● Activity: Pull out of the data below the stretch of lines bounded by the one containing "## Dependencies" and the one containing "### 1. Stale", both bounds included, unchanged.

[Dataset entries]
Issue #4223, opened 2026-07-02
Investigate region pinning for Vercel Sandbox — semantic files leave the residency region


msywulak:
Neither explore nor Python passes a region when creating a Vercel Sandbox, and the SaaS deploy uses one Vercel team/project across all regions. Semantic files copied into the sandbox include sample values derived from customer data, so EU/APAC workspaces ship customer-derived data into a sandbox in an unspecified (likely US) region — at odds with the ADR-0024 regional residency guarantees.

**Investigate:**
1. Does `@vercel/sandbox` v2 `Sandbox.create()` support a region/placement primitive (param, project-level setting, or team-level pinning)? Check current SDK + Vercel Sandbox API docs — our local type stub (`packages/api/src/types/vercel-sandbox.d.ts`) mirrors only the surface we use, so absence there proves nothing.
2. If a primitive exists: plumb it through `sandbox.vercel` config (`config.ts` schema) and derive the value from region identity / `ATLAS_DEPLOY_ENV` env-profile rather than stamping per-service.
3. If none exists: decide between (a) documenting a residency carve-out for sandbox execution (DPA/docs), (b) making BYOC the residency answer for EU/APAC customers, (c) evaluating an alternative per-region sandbox provider behind the existing plugin seam.

## Key files
- `packages/api/src/lib/tools/explore-sandbox.ts` — `Sandbox.create({ runtime, networkPolicy, persistent })`, no region
- `packages/api/src/lib/tools/python-sandbox.ts` — same
- `packages/api/src/lib/tools/backends/detect.ts` — `vercelSandboxAccess()` (teamId/projectId/token only)
- `packages/api/src/lib/config.ts` — `sandbox.vercel` schema (`teamId` + `projectId`, no region)
- `deploy/api/atlas.config.ts` — SaaS pins `sandbox.priority: ["vercel-sandbox"]`, comment says team/project are "constant across regions"

## Acceptance criteria
- [ ] Determination documented: does a region primitive exist for Vercel Sandbox, yes/no, with source
- [ ] If yes: follow-up issue (or PR) plumbing region through config + env-profile, per-region verification plan
- [ ] If no: decision recorded (ADR-0024 amendment or docs carve-out) on how sandbox execution relates to the residency guarantee

## Dependencies
- ADR-0024 (regional residency routing)

msywulak:
Evidence from the live Vercel API (project sandbox listing, 2026-07-02):

[...]

PR #4224, opened 2026-07-02
fix(sandbox): evict stale explore backends on semantic writes; cap + timeout explore output

msywulak:
## Summary

Fixes three gaps found while comparing Atlas's sandbox layer against its genesis project (vercel-labs/oss-data-analyst). Sibling residency gap filed separately as #4223.

### 1. Stale semantic files in pooled file-snapshot explore backends (live on SaaS)
Semantic writes (`/admin/publish`, entity CRUD via `whitelist.ts`, knowledge via `admin-knowledge.ts`) call `invalidateOrgModeRoots`, which rebuilds the on-disk mode roots in place — but never dropped the org's cached explore backends. The Vercel/BYOC microVMs copy semantic files in **once at creation** and never re-read host disk, so a pooled sandbox served stale YAMLs after a publish until an infra error forced a rebuild. SaaS pins `vercel-sandbox`, so this was live.

`invalidateOrgModeRoots` now also fires `invalidateOrgExploreBackends(orgId)` (fire-and-forget dynamic import — breaks the `tools/explore` → `semantic/sync` module cycle; the eviction only has to land before the next agent turn).

### 2. Unbounded output + no wall-clock on exactly the SaaS-pinned backend
The vercel-sandbox explore backend returned `stdout()` untruncated and ran commands with no timeout; just-bash was also unbounded (nsjail/sidecar already cap 1 MB / 10 s). Now:
- **`capOutput`** (new, `backends/shared.ts`) caps stdout/stderr at 1 MB **at the tool seam** in `explore.ts`, with an explicit truncation notice for the model. Seam placement covers vercel, just-bash, sidecar, plugin, and BYOC backends — and all three explore surfaces (agent loop, MCP `explore`, `POST /api/v1/explore`) since they all route through `explore.execute`.
- The Vercel backend passes `timeoutMs: 10_000` to `runCommand` (sandbox-side SIGKILL), matching the nsjail/sidecar defaults. Added `timeoutMs` to our local `@vercel/sandbox` type stub (present in the installed SDK's own types).

### 3. Docs overstated explore enforcement
CLAUDE.md and `cli.mdx` claimed an `ls`/`cat`/`grep`/`find` allowlist with server-side rejection of writes and shell escapes. No such validator exists (`explore.ts` states this explicitly — enforcement is structural isolation per backend). Reworded both to describe the actual model: no command allowlist; read-only scoping is structural (ephemeral microVM / read-only binds / OverlayFs).

## Tests
- `explore-plugin.test.ts`: 3 new tests — oversized stdout truncated with notice, oversized stderr truncated on non-zero exit, small output passes through byte-identical.
- `mode-semantic-root.test.ts`: new test asserting `invalidateOrgModeRoots` evicts the org's cached explore backends (explore module fully mocked per mock-all-exports discipline).

## Verification
- `bun test` on both touched test files: green (12 + 9 pass).
- `bun run scripts/test-isolated.ts --affected`: 73/74 green; the one failure (`description-rubric.test.ts`) is the documented WSL2 load-flake and passes standalone.
- `bun run type`: green (after the type-stub addition).
- eslint on all touched files: clean.

### DIFF
--- a/CLAUDE.md
+++ b/CLAUDE.md
@@ -75,7 +75,7 @@ Guidance for Claude Code when working in this repository.
 
 ### Agent Tools
 - [ ] **Tools return structured data** — `executeSQL` returns `{ columns, rows }`
-- [ ] **Explore is read-only** — Only `ls`, `cat`, `grep`, `find` on `semantic/`. No writes, no shell escapes. Sandbox priority documented under **Security (General)** above
+- [ ] **Explore is read-only by isolation, not command validation** — There is no command allowlist; the agent may run arbitrary shell (`awk`/`sed`/pipes included). Read-only scoping to `semantic/` is enforced structurally by each backend (ephemeral microVM / read-only bind mounts / OverlayFs): writes land in ephemeral or in-memory layers and never touch host files. Output is capped at 1 MB at the tool seam. Sandbox priority documented under **Security (General)** above
 - [ ] **Agent max steps** — `stopWhen: stepCountIs(getAgentMaxSteps())`. Default 25, via `ATLAS_AGENT_MAX_STEPS` (1–100)
 - [ ] **Semantic layer drives the agent** — Read entity YAMLs before writing SQL
 
--- a/apps/docs/content/docs/reference/cli.mdx
+++ b/apps/docs/content/docs/reference/cli.mdx
@@ -302,7 +302,7 @@ bun run atlas -- metric run total_gmv --json
 
 ## explore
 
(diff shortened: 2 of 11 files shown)


msywulak:
Added in `c81b8392f`: attribution `tags` ({ `app`, `source`, `env` }) on every `Sandbox.create` — api explore (`source=explore`), api python (`source=python`), and the BYOC plugin (`explore-plugin` / `health-check`). Prompted by the 1,263 untagged sandboxes that accumulated from local dev/e2e runs carrying real `VERCEL_*` creds (all deleted; local `.env` now pins `ATLAS_SANDBOX_PRIORITY`). Type stub mirrors the SDK's `tags` param. Plugin tests 27 ✓, api sandbox tests 44 ✓, full `bun run type` ✓.

Issue #4734, opened 2026-07-19
Hosted MCP query tool drops transport on >120s runs — POST SSE stream idle, no progress heartbeat


msywulak:
The hosted MCP `query` tool (server-side analyst agent) drops the transport on any run longer than ~120s — the POST SSE stream goes idle for the whole agent run and an edge idle-timeout kills it.

## Symptom (observed live against hosted prod, Streamable-HTTP client)
- Calling `query` (NL question → second-LLM analyst → `{answer, sql, data}`) ran past 120s then failed: `MCP server "atlas" transport dropped mid-call; response for tool "query" was lost`.
- Fast deterministic tools (`executeSQL`, `listEntities`, `list_datasources`) return in ~1s and are unaffected — they simply finish under the edge idle window, not because they keep the stream warm.

## Root cause
The `query` POST response is a Streamable-HTTP `text/event-stream`, but **during the agent run the stream emits zero bytes**, so an intermediary idle-timeout (Railway edge/LB, ~120s) closes it → client sees `transport dropped`. The keepalive machinery exists but is never driven on this path:
- `packages/mcp/src/query-tool.ts:162-175` wraps the run in `withProgressAndCancellation` but discards the reporter — the work callback is `async (_reporter, _signal) => executeAgentQuery(...)`. Only `progress(0)` at start and `progress(1)` at end are emitted (`progress.ts:98`, `:114-117`); nothing between.
- `executeAgentQuery` (`packages/api/src/lib/agent-query.ts:165`) resolves only at completion and exposes no step/progress hook.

● Solution to this problem:
## Dependencies
- ADR-0024 (regional residency routing)

msywulak:
Evidence from the live Vercel API (project sandbox listing, 2026-07-02):

[...]

PR #4224, opened 2026-07-02
fix(sandbox): evict stale explore backends on semantic writes; cap + timeout explore output

msywulak:
## Summary

Fixes three gaps found while comparing Atlas's sandbox layer against its genesis project (vercel-labs/oss-data-analyst). Sibling residency gap filed separately as #4223.

### 1. Stale semantic files in pooled file-snapshot explore backends (live on SaaS)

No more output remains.